▶ _Listed records_:
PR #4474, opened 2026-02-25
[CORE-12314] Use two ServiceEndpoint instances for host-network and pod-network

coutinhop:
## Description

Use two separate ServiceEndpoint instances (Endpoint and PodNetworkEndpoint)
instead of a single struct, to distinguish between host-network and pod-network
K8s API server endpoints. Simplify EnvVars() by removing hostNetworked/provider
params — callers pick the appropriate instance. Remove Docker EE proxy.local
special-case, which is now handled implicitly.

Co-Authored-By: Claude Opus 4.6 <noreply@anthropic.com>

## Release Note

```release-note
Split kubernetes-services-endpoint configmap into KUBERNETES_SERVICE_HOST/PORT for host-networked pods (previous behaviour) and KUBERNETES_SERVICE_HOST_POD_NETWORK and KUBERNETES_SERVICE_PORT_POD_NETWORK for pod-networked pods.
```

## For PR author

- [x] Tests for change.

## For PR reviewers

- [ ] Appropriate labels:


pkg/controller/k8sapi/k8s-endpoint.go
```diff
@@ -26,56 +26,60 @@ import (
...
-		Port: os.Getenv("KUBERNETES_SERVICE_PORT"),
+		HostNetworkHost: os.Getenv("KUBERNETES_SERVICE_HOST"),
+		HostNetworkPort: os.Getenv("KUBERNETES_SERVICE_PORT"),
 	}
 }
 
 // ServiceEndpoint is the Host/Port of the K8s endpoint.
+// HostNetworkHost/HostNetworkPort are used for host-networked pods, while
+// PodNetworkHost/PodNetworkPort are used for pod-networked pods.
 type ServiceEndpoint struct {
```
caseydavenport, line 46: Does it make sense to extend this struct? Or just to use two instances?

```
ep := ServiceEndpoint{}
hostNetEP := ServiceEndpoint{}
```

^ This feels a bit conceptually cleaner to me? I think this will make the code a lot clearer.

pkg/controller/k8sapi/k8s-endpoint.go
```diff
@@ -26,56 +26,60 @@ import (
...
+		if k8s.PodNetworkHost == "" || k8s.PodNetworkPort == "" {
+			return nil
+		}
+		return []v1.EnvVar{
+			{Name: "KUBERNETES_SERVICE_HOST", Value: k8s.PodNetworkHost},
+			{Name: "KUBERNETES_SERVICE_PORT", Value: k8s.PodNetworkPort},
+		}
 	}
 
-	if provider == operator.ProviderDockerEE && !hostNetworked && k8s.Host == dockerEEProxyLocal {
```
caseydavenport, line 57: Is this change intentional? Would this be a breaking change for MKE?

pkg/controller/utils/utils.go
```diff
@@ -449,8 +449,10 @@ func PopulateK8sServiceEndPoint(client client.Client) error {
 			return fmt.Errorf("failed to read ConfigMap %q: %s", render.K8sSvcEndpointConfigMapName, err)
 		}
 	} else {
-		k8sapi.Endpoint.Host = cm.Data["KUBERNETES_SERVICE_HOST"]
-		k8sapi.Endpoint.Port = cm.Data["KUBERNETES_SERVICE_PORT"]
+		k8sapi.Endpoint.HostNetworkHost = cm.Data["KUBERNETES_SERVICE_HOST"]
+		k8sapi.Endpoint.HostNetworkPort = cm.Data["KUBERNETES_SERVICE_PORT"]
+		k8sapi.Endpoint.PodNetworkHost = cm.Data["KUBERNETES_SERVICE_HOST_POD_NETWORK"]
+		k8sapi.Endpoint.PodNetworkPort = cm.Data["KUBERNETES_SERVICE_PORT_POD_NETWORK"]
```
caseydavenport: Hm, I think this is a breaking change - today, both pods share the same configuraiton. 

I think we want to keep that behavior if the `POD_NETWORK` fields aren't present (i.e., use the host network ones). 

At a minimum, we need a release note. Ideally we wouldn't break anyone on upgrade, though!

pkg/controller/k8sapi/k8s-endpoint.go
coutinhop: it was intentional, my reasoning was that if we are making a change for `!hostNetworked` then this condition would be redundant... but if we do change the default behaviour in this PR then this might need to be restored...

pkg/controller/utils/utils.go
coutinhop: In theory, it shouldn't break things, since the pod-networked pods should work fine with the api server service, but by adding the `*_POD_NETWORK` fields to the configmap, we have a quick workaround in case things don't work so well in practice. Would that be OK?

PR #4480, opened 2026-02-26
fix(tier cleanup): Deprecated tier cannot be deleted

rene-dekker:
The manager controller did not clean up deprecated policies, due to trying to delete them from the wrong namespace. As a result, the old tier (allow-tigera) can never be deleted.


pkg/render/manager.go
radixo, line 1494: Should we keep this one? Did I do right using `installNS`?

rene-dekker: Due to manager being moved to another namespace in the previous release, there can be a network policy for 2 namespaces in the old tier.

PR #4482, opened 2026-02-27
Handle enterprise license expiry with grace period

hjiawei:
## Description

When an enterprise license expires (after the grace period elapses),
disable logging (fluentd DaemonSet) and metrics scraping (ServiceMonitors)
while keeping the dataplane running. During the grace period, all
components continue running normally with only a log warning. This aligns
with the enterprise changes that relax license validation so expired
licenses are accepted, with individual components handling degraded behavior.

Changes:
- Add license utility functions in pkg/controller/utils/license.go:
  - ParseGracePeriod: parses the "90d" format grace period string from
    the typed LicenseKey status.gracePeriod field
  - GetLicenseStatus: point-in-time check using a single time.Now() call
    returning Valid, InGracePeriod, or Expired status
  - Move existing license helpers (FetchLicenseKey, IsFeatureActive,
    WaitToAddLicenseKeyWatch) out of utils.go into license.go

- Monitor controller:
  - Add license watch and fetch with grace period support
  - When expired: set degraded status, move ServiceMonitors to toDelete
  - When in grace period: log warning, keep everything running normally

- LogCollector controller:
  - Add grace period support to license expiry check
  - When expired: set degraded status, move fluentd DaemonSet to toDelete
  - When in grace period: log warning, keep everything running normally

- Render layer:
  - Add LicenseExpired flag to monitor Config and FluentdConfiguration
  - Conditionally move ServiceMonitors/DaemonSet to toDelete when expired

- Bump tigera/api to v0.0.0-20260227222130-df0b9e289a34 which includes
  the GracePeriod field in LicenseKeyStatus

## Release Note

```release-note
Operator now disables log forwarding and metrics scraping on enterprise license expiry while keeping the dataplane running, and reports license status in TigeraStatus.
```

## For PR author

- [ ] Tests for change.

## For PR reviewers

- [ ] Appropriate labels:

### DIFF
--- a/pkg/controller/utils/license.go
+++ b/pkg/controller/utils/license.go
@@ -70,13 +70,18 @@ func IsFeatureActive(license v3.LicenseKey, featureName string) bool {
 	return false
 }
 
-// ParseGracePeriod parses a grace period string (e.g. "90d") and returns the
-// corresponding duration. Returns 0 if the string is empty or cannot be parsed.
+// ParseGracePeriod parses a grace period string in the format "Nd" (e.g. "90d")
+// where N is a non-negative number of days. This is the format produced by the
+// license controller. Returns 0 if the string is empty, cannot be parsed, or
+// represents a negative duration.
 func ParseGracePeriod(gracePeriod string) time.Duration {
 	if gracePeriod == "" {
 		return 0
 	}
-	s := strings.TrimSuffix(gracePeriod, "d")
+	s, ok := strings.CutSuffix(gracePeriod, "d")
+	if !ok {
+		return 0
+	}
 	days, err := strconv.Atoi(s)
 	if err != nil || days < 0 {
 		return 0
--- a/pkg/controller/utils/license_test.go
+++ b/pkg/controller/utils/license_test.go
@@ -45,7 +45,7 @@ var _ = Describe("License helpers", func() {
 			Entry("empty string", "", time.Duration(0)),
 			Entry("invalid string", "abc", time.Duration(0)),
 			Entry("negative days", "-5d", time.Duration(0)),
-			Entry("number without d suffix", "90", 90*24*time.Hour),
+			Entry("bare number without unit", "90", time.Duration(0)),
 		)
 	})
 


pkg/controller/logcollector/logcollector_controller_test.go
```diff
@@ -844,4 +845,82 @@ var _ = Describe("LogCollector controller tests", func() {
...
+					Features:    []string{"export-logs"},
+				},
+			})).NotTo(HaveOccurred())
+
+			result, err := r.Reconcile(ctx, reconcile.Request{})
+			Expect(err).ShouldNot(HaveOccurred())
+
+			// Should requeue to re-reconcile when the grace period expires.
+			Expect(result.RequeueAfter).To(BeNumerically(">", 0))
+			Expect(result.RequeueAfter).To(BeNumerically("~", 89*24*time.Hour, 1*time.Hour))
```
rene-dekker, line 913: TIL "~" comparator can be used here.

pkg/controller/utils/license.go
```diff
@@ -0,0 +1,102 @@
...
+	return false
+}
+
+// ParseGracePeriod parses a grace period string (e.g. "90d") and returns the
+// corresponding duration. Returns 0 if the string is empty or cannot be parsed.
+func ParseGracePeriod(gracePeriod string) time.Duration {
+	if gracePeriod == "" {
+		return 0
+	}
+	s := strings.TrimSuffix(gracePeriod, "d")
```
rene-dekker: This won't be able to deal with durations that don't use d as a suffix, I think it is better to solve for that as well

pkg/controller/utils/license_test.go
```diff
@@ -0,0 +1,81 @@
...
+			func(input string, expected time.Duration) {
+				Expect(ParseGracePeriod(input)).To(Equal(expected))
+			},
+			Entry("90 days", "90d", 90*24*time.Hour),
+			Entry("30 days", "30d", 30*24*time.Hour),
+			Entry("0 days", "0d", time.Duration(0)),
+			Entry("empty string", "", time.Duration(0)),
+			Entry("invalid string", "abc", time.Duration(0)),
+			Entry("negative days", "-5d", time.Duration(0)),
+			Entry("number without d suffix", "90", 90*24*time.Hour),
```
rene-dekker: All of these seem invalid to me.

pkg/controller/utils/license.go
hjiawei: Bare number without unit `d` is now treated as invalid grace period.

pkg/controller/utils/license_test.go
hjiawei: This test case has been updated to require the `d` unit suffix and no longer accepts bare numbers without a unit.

▶ _Task to complete_:
Reproduce all lines from the records above that include the word "expiry".

▶ _Answer box_:
Handle enterprise license expiry with grace period
  - Add grace period support to license expiry check
Operator now disables log forwarding and metrics scraping on enterprise license expiry while keeping the dataplane running, and reports license status in TigeraStatus.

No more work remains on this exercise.